What is rPref?
rPref is a package for the statistical computing language R for Skyline computation and some slight generalizations of it ("database preferences").
The Skyline calculation in rPref is done very efficiently as all performance critical algorithms are written in C++.
rPref is available on CRAN, hence it can be downloaded and installed by:
# Load package
2016-09-01: rPref v1.1 is on CRAN now. The changes include:
- Plotting BTG graphs via plot_btg uses the Rgraphviz package if available.
- Lazy evaluation is supported, i.e., low_("mpg") as an alternative to low(mpg) via the lazyeval package.
- Preference objects can have associated data sets, e.g., high(mpg, df = mtcars) * high(hp) creates a preference associated with mtcars.
- Many changes in the implementation. rPref uses now the light-weight R6 classes for preference objects. The C++ algorithms use shared pointers from C++11.
2016-01-19: With pypref 0.0.1 there exists a first Python port of rPref. The preference algorithms are written in Cython.
What is a Skyline?
The Skyline of a data set selects tuples which are Pareto-optimal with respect to given optimization goals. Only those tuples are returned which are not dominated by any other tuple. A tuple dominates another tuple if it is better in all relevant dimensions and strictly better in at least one dimension.

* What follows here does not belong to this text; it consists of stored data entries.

Issue #304, opened 2018-11-27
Add subject dimensions to classification metadata


srallen:
**Package** lib-classifier

**Feature or Issue Description**
This was left out during development because of #201. The subject's natural width and height as well as client width and height should be saved. The metadata should be updated on load of the image: https://github.com/zooniverse/Panoptes-Front-End/blob/6e1ed81cd338ec9e3d782318807a69607219d627/app/classifier/classifier.jsx#L200-L201

@shaunanoordin For non-image subject types like data, should we record the dimensions of the plot displayed?

shaunanoordin:
If by "non-image subject types", we mean the TESS light curve data, then I'm inclined to say the information is unnecessary.

My rationale is that knowing the client width/height of a subject only matters if we're trying to understand users' classification behaviour, and if that were the case, what we'd need to focus on is tracking how the user uses the Light Curve Viewer's _zoom_ tools. That said, I can easily be swayed on this position - adding the dimensions of the plot on Classification submit should be fairly trivial, and only cost us a few extra bytes per Classification in the long run.

I'd best pass this question to @noraeisner, in case there is some potential research question about how the _size of the data, as displayed in the browser window,_ affects user accuracy/etc.

srallen:
@shaunanoordin Did we have a definitive answer about this for TESS?

shaunanoordin:
I recall that the answer was _"no, we don't need browser metadata",_ but I'm pinging @noraeisner to confirm. I should have documented this, sorry.

noraeisner:
I'm inclined to say that if it's easy to store this information then we should (just in case we do ever want to use it) but if it's not easy to store then it's definitely not essential.

shaunanoordin:
👍

eatyourgreens:
Thinking about it, natural height/width aren't relevant for SVG, since it can be scaled to any size. Client height and width should be available from the SVG DOM node or its containing HTML element.

eatyourgreens:
That said, we record viewport dimensions so we've already got a measure of what size screen the classification was made on, which might be the important number for data analysis.

PR #791, opened 2019-05-01
Disable task area while subject is loading

### LINKED ISSUE #511: Tasks should be disabled while subject is loading
**Package**
lib-classifier

Testing the classifier with the network disconnected,I found that you can continue to classify even if the subject area is displaying a broken image icon.

For image subjects, the task area should be disabled/hidden while the image file is loading.

eatyourgreens:
- [x] Add a `ready` flag ro the subject viewer store. Reset it to false for each new subject. Add an `onReady` handler to subject viewers, which fires on load for images, or after JSON data has loaded and parsed for data subjects.
- [x] Add a disabled prop to task nav buttons.
- [x] Add a disabled prop to tasks.
- [x] Disable tasks while subject data is loading.

Package:
lib-classifier

Closes #511 .

Describe your changes:

# Review Checklist

## General

## Apps

- [ ] Does it work on mobile?

### DIFF
--- a/packages/lib-classifier/src/components/Classifier/components/SubjectViewer/components/LightCurveViewer/LightCurveViewerContainer.js
+++ b/packages/lib-classifier/src/components/Classifier/components/SubjectViewer/components/LightCurveViewer/LightCurveViewerContainer.js
@@ -63,31 +63,41 @@ class LightCurveViewerContainer extends Component {
       } else {
         // Get the JSON data, or (as a failsafe) parse the JSON data if the
         // response is returned as a string
-        this.setState({ loading: asyncStates.success })
         return response.body || JSON.parse(response.text)
       }
     } catch (error) {
-      this.setState({
-        loading: asyncStates.error,
-        data: null
-      })
-      return error
+      return this.onError(error)
     }
   }
 
   async handleSubject () {
     try {
       const rawData = await this.requestData()
-      this.setState({
-        dataExtent: {
-          x: d3.extent(rawData.x),
-          y: d3.extent(rawData.y)
-        },
-        dataPoints: zip(rawData.x, rawData.y)
-      })
+      this.onLoad(rawData)
+      
     } catch (error) {
       console.error(error)
     }
+  }
+
+  onLoad (rawData) {
+    this.setState({
+      dataExtent: {
+        x: d3.extent(rawData.x),
+        y: d3.extent(rawData.y)
+      },
+      dataPoints: zip(rawData.x, rawData.y),
+      loading: asyncStates.success
+    })
+    this.props.onReady()
+  }
+
+  onError (error) {
+    this.setState({
+      loading: asyncStates.error,
+      data: null
+    })
+    return error
   }
 
   render () {
@@ -108,7 +118,12 @@ class LightCurveViewerContainer extends Component {
   }
 }
 
+LightCurveViewerContainer.defaultProps = {
+  onReady: () => true
+}
+
 LightCurveViewerContainer.propTypes = {
+  onReady: PropTypes.func,
   subject: PropTypes.shape({
     locations: PropTypes.arrayOf(locationValidator)
   }),
--- a/packages/lib-classifier/src/components/Classifier/components/SubjectViewer/components/LightCurveViewer/LightCurveViewerContainer.js
+++ b/packages/lib-classifier/src/components/Classifier/components/SubjectViewer/components/LightCurveViewer/LightCurveViewerContainer.js
@@ -81,6 +81,7 @@ class LightCurveViewerContainer extends Component {
   }
 
   onLoad (rawData) {
+    const { onReady } = this.props
     this.setState({
       dataExtent: {
         x: d3.extent(rawData.x),
@@ -88,8 +89,8 @@ class LightCurveViewerContainer extends Component {
       },
       dataPoints: zip(rawData.x, rawData.y),
       loading: asyncStates.success
-    })
-    this.props.onReady()
+    },
+    onReady)
   }
 
   onError (error) {
--- a/packages/lib-classifier/src/components/Classifier/components/SubjectViewer/components/SingleImageViewer/SingleImageViewerContainer.js
+++ b/packages/lib-classifier/src/components/Classifier/components/SubjectViewer/components/SingleImageViewer/SingleImageViewerContainer.js
@@ -8,7 +8,6 @@ import locationValidator from '../../helpers/locationValidator'
 class SingleImageViewerContainer extends React.Component {
   constructor () {
     super()
-    this.onLoad = this.onLoad.bind(this)
     this.onError = this.onError.bind(this)
     this.state = {
       height: null,
@@ -52,10 +51,6 @@ class SingleImageViewerContainer extends React.Component {
     }
   }
 
-  onLoad (event) {
-    this.props.onReady(event)
-  }
-
   onError (error) {
     console.error(error)
     this.setState({ loading: asyncStates.error })
@@ -79,7 +74,7 @@ class SingleImageViewerContainer extends React.Component {
     return (
       <SingleImageViewer
         onError={this.onError}
-        onLoad={this.onLoad}
+        onLoad={onReady}
         url={imageUrl}
       />
     )
--- a/packages/lib-classifier/src/components/Classifier/components/SubjectViewer/components/SingleImageViewer/SingleImageViewerContainer.js
+++ b/packages/lib-classifier/src/components/Classifier/components/SubjectViewer/components/SingleImageViewer/SingleImageViewerContainer.js
@@ -8,6 +8,8 @@ import locationValidator from '../../helpers/locationValidator'
 class SingleImageViewerContainer extends React.Component {
   constructor () {
     super()
+    this.onLoad = this.onLoad.bind(this)
+    this.onError = this.onError.bind(this)
     this.state = {
       height: null,
       width: null,
@@ -16,20 +18,7 @@ class SingleImageViewerContainer extends React.Component {
   }
 
   componentDidMount () {
-    if (this.props.subject) {
-      this.handleSubject()
-    }
-  }
-
-  componentDidUpdate (prevProps) {
-    // Casting to JSON fixes reference issue from MST store
-    // A more robust solution might be to have a getter view function defined on the model
-    const prevSubject = prevProps.subject.toJSON()
-    const subject = this.props.subject.toJSON()
-
-    if (subject && (!prevSubject || prevSubject.id !== subject.id)) {
-      this.handleSubject()
-    }
+    this.handleSubject()
   }
 
   // TODO: store the subject image's naturalWidth, naturalHeight, clientWidth, and clientHeight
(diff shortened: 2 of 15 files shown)


eatyourgreens:
Thanks. The problem I ran into with the approach here is that these changes break any project that uses images as subjects. The store never registers the subject files as having loaded.

eatyourgreens:
@srallen I've re-written this so the store stays agnostic about the type of files that a subject might be loading. It should work now for TESS data subjects and for single image subjects. Each subject viewer is required to fire an `onReady` callback when all linked subject files are loaded and ready.

eatyourgreens:
Tasks, and task nav buttons, don't support a `disabled` prop at the moment, so I've just hidden the task area while the subject is loading. I'm not sure if I like that, visually.

packages/lib-classifier/src/components/Classifier/components/TaskArea/components/Tasks/components/MultipleChoiceTask/MultipleChoiceTask.js
```diff
@@ -54,14 +54,18 @@ class MultipleChoiceTask extends React.Component {
...
       task
     } = this.props
     let annotation
     if (annotations && annotations.size > 0) {
       annotation = annotations.get(task.taskKey)
     }
     return (
-      <StyledFieldset autoFocus={(annotation && annotation.value && annotation.value.length === 0)}>
+      <StyledFieldset
+        autoFocus={(annotation && annotation.value && annotation.value.length === 0)}
```
eatyourgreens: Fieldsets aren't focusable elements in HTML, so I suspect this a line that was copied over from PFE even though it does nothing here. It can probably be removed.

eatyourgreens:
I've updated the task components so that task nav buttons and question answers can be disabled by passing a `disabled` prop. I think this is ready to go now.

packages/lib-classifier/src/components/Classifier/components/TaskArea/components/Tasks/components/MultipleChoiceTask/MultipleChoiceTask.js
srallen: Yep, it wouldn't just been a straight lift from PFE. Let's open an issue to update the auto focus for the task area.

packages/lib-classifier/src/components/Classifier/components/SubjectViewer/components/SingleImageViewer/SingleImageViewerContainer.js
```diff
@@ -59,14 +48,22 @@ class SingleImageViewerContainer extends React.Component {
...
+
+  onError (error) {
+    console.error(error)
+    this.setState({ loading: asyncStates.error })
+  }
+
   render () {
     const { loadingState } = this.state
-    const { subject } = this.props
+    const { onReady, subject } = this.props
```
srallen: What's onReady doing here? I don't see it being used.

packages/lib-classifier/src/components/Classifier/components/SubjectViewer/components/LightCurveViewer/LightCurveViewerContainer.js
```diff
@@ -63,33 +63,43 @@ class LightCurveViewerContainer extends Component {
...
+  onLoad (rawData) {
+    this.setState({
+      dataExtent: {
+        x: d3.extent(rawData.x),
+        y: d3.extent(rawData.y)
+      },
+      dataPoints: zip(rawData.x, rawData.y),
+      loading: asyncStates.success
+    })
+    this.props.onReady()
```
srallen: Perhaps this should be a callback of `setState`?

packages/lib-classifier/src/components/Classifier/components/SubjectViewer/components/SingleImageViewer/SingleImageViewerContainer.js
```diff
@@ -59,14 +48,22 @@ class SingleImageViewerContainer extends React.Component {
...
       })
     } catch (error) {
-      console.error(error)
-      this.setState({ loading: asyncStates.error })
+      this.onError(error)
     }
   }
 
+  onLoad (event) {
+    this.props.onReady(event)
```
srallen: Does the event object need to be passed along here? The `onSubjectReady` store function is just setting a boolean and doesn't do anything with the event.

packages/lib-classifier/src/store/SubjectViewerStore.js
```diff
@@ -27,55 +29,79 @@ const SubjectViewer = types
...
+
+      disableFullscreen () {
+        self.fullscreen = false
+      },
+
+      onSubjectReady () {
+        self.ready = true
+      },
+
+      resetSubject () {
```
srallen: I think this could be slightly more clearly named, perhaps `resetSubjectReady`?

packages/lib-classifier/src/components/Classifier/components/SubjectViewer/components/SingleImageViewer/SingleImageViewerContainer.js
eatyourgreens: My bad. It's supposed to be passed down as the `onLoad` handler for the SVG image.

packages/lib-classifier/src/components/Classifier/components/SubjectViewer/components/LightCurveViewer/LightCurveViewerContainer.js
eatyourgreens: Sure. I don't think it makes much difference here if `onReady` is called before, after, or at the same time as the state change.

packages/lib-classifier/src/components/Classifier/components/SubjectViewer/components/SingleImageViewer/SingleImageViewerContainer.js
eatyourgreens: I originally thought `onReady` would be a proxy handler for the DOM's `load` event but that's only true if the store ever needs to reflect on the event eg. to get info about the downloaded image file. The image loading code is slightly complicated anyway, because of the preloader that I'm assuming is there to get the images original height and width?

packages/lib-classifier/src/components/Classifier/components/SubjectViewer/components/SingleImageViewer/SingleImageViewerContainer.js
eatyourgreens: I've rewritten this, and added a test.

eatyourgreens:
Looking back through my changes here, I'd also expect a test that the task area is disabled while the subject is loading, but I haven't added one. 😞

packages/lib-classifier/src/components/Classifier/components/TaskArea/components/Tasks/Tasks.spec.js
```diff
@@ -26,21 +34,51 @@ describe('Tasks', function () {
...
+        <Tasks.wrappedComponent
+          loadingState={asyncStates.success}
+          ready={false}
+          tasks={tasks}
+        />
+      )
+      taskWrapper = wrapper.find('inject-SingleChoiceTask')
+    })
+
+    it('tasks should be disabled', function () {
```
eatyourgreens: Small thing but I'm not a big fan of wording like `it tasks should be disabled.` It tells me I haven't quite got my describe/it blocks set up correctly.

packages/lib-classifier/src/components/Classifier/components/TaskArea/components/Tasks/Tasks.spec.js
```diff
@@ -26,21 +34,51 @@ describe('Tasks', function () {
...
-      type: 'single'
-    }]
-
-    const wrapper = shallow(<Tasks.wrappedComponent loadingState={asyncStates.success} tasks={tasks} />)
+    const wrapper = shallow(<Tasks.wrappedComponent loadingState={asyncStates.success} ready={true} tasks={tasks} />)
     // Is there a better way to do this?
     expect(wrapper.find('inject-SingleChoiceTask')).to.have.lengthOf(1)
   })
+
+  describe('when the subject is loading', function () {
```
eatyourgreens: Maybe this should be describing a thing, rather than a state. Then the `it` block can test an expected state for that thing.

eatyourgreens:
@srallen this should be done now. I added some more tests, in addition to the PR comments.

packages/lib-classifier/src/components/Classifier/components/SubjectViewer/components/SingleImageViewer/SingleImageViewerContainer.js
srallen: Yes, the original PFE code gets the original height and width as well as the client height and width  at the onload event and stores them in the classification metadata. We still need to add that data to the classification metadata as noted in #304, but it's hasn't been done yet because we're now using an svg `image` instead of an html `img` and it doesn't have a client height and width. I'm not sure if we should go forward with the change to svg `image` or not.

packages/lib-classifier/src/components/Classifier/components/TaskArea/components/Tasks/Tasks.spec.js
```diff
@@ -5,6 +5,14 @@ import { Tasks } from './Tasks'
 import asyncStates from '@zooniverse/async-states'
 
 describe('Tasks', function () {
+  const tasks = [{
```
srallen: There's a factory for a test mock of single choice task types if you want to use it. I'd like us to move toward using those so our mocks are consistent across tests. This isn't really a blocker for me though.

packages/lib-classifier/src/components/Classifier/components/SubjectViewer/components/SingleImageViewer/SingleImageViewerContainer.js
srallen: I could see this being used to store the image's original height and width in the subject viewer store and the classification store could observe for that state and update the metadata.

eatyourgreens: Yeah, if you inspect the `image` element in the DOM, client height and width are 0 in Chrome. Although we've recorded those numbers historically, I don't think they've ever been used in data analysis. Caesar doesn't need the client size, as far as I know, although it will need the natural size of an SVG image in order to analyse drawing annotations.

>I'm not sure if we should go forward with the change to svg image or not.

I don't think you can have drawing tasks or zoom and rotation transforms without using SVG.

eatyourgreens: PFE renders an SVG rectangle just to get the client bounding box for drawing tasks:
https://github.com/zooniverse/Panoptes-Front-End/blob/fe0c87a8ef589ef6c662bbb350ed35f8b1b8e895/app/classifier/annotation-renderer/svg.jsx#L18-L31

Anti-Slavery Manuscripts is a drawing task on top of a jpeg image, so it might be worth looking at their code to see how they get the image dimensions in oder to map drawn points to positions on a page. They might have used a better approach than the one in PFE. AnnoTate might be worth looking at too.

eatyourgreens: I've started work on this in #804.

eatyourgreens: If we do need client height/width, they can be read from one of the containing DOM elements. Or we can get the client bounding box of the SVG element. #804 is pretty much done but I'm recording the client dimensions as 0 at the moment.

Hence, the computation of the Skyline is a powerful tool for prefiltering large data sets under given optimization goals. A typical example from economics is the search for products with low price and high quality. In this case one typically assumes that products which are worse in both dimensions (price and quality) are not interesting. Thus, a Pareto query optimizing for low price and high quality only returns the potentially interesting products. See examples or the linked papers to get a better understanding of Skylines and database preferences.